TASK STATEMENT —
Your answer should reproduce every line of the material in which the word "flake" occurs.
Start of Block
PR #169, opened 2026-06-26
feat(nix): add prebuilt-binary flake (nix run github:nubjs/nub)

### LINKED ISSUE #167: feat: Add Nix package manager flake support
## Add Nix flake support

**Proposal**: Add Nix flake support to enable installation via `nix run github:nubjs/nub` or `nix profile install github:nubjs/nub`.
End of Block
TASK OUTPUT —
feat(nix): add prebuilt-binary flake (nix run github:nubjs/nub)
### LINKED ISSUE #167: feat: Add Nix package manager flake support
## Add Nix flake support
**Proposal**: Add Nix flake support to enable installation via `nix run github:nubjs/nub` or `nix profile install github:nubjs/nub`.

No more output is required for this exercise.